RECORDS TO PROCESS
*** Block opens ***

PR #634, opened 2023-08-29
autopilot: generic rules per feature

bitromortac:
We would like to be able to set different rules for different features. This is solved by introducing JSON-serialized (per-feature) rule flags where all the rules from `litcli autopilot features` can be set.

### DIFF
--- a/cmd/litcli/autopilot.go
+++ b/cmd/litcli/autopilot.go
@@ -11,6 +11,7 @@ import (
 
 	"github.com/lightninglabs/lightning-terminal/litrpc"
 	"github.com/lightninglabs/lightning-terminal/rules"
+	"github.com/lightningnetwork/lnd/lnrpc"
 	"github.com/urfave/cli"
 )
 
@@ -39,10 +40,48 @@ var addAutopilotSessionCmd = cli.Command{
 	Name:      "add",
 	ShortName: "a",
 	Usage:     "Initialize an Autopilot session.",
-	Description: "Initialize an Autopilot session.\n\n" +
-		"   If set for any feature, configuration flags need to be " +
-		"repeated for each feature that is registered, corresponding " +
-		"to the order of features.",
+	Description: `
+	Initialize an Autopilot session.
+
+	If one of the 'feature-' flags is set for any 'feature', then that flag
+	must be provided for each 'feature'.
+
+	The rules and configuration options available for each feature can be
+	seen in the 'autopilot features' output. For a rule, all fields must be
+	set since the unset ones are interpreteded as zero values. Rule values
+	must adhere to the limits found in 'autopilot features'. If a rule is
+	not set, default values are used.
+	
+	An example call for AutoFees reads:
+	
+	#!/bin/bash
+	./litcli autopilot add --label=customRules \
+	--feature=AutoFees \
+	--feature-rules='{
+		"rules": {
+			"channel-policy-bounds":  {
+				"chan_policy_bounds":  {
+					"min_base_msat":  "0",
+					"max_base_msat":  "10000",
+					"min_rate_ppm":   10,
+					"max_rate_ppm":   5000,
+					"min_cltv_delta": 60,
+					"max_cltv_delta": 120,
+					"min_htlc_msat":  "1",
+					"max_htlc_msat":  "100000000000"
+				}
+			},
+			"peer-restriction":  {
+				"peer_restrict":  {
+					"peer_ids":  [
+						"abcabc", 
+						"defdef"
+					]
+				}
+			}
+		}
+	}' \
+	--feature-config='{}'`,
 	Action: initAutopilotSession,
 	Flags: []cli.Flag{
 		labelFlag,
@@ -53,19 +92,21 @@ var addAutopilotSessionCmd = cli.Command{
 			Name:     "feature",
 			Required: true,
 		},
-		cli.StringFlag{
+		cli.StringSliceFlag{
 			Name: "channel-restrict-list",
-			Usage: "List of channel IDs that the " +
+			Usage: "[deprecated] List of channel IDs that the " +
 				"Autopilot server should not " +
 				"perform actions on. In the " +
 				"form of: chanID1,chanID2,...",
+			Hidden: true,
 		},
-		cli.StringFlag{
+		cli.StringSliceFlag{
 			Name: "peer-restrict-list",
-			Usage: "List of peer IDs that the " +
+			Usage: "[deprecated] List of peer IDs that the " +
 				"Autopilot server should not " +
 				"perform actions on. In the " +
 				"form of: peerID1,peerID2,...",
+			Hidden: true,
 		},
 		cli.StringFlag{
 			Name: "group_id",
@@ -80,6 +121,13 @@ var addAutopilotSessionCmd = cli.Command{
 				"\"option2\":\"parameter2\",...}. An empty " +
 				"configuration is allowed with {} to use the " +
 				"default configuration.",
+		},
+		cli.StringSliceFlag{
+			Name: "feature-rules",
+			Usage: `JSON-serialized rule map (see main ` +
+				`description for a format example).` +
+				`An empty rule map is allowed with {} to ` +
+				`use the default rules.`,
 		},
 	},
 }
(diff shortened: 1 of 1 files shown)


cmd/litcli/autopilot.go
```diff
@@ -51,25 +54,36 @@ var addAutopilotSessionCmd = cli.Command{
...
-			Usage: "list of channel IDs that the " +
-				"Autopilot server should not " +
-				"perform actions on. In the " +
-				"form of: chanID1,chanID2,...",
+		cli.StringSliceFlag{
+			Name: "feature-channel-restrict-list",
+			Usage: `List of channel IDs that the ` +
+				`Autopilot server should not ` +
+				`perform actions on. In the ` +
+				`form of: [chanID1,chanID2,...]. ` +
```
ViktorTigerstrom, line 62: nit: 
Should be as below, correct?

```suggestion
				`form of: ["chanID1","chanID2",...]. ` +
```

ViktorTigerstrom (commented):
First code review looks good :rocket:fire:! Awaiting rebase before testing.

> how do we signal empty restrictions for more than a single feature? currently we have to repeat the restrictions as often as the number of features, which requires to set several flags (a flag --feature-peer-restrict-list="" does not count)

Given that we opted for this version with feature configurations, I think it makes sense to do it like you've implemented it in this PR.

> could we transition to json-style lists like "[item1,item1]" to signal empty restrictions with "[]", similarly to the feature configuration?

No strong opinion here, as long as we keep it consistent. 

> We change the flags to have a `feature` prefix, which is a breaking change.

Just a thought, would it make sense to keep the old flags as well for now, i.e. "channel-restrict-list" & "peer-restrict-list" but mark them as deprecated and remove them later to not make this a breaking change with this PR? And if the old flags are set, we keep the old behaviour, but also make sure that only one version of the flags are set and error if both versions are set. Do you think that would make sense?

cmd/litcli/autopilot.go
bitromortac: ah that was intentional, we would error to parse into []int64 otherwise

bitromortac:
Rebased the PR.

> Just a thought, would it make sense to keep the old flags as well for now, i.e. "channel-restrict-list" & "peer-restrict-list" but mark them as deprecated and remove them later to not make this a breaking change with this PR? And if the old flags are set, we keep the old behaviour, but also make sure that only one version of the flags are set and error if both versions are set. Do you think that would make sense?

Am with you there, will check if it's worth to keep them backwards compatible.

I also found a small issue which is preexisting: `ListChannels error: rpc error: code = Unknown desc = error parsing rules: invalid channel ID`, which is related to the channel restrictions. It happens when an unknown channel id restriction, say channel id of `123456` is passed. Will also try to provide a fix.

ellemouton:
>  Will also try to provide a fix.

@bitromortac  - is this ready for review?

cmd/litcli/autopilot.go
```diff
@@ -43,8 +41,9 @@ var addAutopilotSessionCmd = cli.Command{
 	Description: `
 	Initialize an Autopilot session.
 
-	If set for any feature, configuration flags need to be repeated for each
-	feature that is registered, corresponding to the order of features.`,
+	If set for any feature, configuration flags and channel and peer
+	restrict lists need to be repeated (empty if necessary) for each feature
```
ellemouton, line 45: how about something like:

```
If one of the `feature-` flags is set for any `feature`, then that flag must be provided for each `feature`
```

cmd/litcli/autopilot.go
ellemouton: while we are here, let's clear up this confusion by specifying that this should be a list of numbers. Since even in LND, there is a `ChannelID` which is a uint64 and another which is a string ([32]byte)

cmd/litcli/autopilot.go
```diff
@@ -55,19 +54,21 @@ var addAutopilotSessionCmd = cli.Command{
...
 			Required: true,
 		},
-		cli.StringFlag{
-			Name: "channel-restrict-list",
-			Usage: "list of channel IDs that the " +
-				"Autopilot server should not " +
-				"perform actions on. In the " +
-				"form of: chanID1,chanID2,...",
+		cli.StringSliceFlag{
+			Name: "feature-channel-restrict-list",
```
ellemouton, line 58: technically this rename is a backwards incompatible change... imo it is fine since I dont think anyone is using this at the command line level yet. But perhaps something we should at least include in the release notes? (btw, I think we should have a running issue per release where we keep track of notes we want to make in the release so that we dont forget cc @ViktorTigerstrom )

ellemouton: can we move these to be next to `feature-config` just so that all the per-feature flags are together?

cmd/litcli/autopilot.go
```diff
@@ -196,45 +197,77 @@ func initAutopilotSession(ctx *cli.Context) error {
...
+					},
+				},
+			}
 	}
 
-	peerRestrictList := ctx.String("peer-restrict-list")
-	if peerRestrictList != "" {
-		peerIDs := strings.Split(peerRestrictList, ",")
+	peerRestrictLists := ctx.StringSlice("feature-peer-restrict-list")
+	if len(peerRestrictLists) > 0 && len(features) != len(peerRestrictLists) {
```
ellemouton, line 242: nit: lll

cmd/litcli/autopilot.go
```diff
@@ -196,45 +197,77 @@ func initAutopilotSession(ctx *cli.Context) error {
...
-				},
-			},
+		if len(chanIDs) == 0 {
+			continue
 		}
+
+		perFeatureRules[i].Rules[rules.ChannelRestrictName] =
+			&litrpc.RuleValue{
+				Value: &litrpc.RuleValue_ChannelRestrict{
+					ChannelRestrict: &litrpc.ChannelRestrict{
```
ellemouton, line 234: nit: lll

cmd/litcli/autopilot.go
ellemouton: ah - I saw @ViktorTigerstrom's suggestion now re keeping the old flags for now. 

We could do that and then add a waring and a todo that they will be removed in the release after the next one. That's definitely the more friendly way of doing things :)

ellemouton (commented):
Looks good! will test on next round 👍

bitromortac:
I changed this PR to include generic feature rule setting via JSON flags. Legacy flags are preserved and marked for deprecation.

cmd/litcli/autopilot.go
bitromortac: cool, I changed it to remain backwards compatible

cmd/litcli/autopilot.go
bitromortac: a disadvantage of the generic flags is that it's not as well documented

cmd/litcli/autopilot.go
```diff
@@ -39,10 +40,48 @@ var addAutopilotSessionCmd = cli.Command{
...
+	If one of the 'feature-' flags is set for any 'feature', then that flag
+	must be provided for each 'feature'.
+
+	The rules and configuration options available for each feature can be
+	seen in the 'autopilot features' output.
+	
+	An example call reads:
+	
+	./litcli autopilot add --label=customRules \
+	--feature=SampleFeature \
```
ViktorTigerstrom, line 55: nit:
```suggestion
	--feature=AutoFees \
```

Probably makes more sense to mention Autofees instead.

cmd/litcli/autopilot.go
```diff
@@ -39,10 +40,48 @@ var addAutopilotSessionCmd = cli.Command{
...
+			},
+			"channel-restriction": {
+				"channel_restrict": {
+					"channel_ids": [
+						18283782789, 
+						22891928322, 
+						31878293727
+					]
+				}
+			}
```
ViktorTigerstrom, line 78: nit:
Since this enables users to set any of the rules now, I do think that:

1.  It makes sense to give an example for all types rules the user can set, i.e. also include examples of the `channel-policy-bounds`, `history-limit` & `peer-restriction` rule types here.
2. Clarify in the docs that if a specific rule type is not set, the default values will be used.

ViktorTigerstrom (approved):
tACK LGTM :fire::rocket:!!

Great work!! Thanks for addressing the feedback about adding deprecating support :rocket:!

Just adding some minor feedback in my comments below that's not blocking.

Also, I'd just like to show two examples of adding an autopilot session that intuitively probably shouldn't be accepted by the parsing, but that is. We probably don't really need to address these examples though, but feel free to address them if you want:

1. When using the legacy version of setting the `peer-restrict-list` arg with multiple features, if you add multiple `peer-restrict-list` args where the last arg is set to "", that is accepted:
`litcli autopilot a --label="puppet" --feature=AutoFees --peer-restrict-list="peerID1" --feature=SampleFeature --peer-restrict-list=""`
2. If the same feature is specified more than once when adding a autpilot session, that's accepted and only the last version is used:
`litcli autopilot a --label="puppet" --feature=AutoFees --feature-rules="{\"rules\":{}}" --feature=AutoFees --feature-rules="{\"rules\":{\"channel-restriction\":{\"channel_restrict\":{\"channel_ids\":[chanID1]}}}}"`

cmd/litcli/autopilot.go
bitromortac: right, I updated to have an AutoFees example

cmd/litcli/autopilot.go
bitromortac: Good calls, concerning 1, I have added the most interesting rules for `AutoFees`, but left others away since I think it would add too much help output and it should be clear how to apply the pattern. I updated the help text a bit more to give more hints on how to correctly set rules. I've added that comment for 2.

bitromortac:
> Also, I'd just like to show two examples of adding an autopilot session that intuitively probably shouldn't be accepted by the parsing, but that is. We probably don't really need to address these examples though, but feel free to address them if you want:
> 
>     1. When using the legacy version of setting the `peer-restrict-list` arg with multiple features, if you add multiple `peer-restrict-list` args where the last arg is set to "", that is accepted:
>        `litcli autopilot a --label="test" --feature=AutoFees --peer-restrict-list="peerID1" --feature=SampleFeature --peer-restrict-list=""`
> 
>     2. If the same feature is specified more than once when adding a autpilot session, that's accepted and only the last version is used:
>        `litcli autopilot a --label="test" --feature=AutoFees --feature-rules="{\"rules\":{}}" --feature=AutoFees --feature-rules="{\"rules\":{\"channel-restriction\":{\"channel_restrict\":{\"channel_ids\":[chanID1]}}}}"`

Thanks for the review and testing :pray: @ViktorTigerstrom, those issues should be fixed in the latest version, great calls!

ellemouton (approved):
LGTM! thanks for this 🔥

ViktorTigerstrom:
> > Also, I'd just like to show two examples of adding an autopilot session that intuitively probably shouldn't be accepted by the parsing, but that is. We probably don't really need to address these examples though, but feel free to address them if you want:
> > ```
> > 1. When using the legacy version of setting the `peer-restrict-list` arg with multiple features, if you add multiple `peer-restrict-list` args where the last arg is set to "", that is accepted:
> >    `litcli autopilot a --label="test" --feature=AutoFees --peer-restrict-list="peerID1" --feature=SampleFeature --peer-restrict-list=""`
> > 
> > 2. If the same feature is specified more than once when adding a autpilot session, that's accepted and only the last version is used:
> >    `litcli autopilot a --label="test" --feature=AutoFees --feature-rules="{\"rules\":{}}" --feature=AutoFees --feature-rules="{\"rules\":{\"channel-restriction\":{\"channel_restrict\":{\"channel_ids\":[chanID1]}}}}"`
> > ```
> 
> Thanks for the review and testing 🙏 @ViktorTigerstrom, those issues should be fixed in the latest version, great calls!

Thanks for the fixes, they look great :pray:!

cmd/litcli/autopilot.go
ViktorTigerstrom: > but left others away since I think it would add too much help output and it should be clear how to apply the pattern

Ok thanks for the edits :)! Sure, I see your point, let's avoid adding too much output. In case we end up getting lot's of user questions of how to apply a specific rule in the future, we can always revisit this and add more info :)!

*** Block closes ***
*** Block opens ***

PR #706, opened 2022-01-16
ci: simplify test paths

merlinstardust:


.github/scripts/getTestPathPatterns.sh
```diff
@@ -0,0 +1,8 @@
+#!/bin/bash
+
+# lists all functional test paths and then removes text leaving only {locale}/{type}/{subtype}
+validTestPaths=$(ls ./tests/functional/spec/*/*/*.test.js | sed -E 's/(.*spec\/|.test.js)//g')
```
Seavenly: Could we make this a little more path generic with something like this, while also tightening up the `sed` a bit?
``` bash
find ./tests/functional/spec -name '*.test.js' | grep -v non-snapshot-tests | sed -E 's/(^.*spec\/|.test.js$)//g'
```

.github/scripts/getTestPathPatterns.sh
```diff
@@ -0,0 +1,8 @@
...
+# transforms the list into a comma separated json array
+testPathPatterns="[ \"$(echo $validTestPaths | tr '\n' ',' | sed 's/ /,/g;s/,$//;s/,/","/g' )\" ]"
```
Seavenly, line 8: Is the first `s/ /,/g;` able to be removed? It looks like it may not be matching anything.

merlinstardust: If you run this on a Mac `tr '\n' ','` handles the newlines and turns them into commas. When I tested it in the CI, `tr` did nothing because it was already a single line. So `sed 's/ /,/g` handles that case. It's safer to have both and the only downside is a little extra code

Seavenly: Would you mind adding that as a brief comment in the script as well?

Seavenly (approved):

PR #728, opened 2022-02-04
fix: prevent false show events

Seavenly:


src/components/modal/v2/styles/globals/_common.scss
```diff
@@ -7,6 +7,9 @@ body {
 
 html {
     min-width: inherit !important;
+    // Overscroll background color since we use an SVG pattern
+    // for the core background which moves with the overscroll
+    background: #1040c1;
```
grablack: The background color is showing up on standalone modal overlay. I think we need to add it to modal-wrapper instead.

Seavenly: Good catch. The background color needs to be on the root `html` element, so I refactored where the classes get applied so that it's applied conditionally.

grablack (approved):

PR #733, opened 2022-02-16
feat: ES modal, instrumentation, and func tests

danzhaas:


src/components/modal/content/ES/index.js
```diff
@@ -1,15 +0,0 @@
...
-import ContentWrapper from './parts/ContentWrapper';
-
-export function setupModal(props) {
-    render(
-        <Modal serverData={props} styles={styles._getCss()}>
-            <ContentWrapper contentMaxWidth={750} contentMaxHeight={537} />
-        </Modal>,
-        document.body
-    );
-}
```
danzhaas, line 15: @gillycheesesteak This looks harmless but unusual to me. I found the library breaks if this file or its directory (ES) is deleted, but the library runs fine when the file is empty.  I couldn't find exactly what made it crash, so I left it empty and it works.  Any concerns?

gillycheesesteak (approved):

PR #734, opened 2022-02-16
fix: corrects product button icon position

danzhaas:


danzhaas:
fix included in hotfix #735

*** Block closes ***

EXERCISE GOAL
Could you return exactly the lines above from the line with "PR #634, opened 2023-08-29" to the line with "-11,6 +11,7 @@", both included, and nothing else?

OUTPUT
PR #634, opened 2023-08-29
autopilot: generic rules per feature

bitromortac:
We would like to be able to set different rules for different features. This is solved by introducing JSON-serialized (per-feature) rule flags where all the rules from `litcli autopilot features` can be set.

### DIFF
--- a/cmd/litcli/autopilot.go
+++ b/cmd/litcli/autopilot.go
@@ -11,6 +11,7 @@ import (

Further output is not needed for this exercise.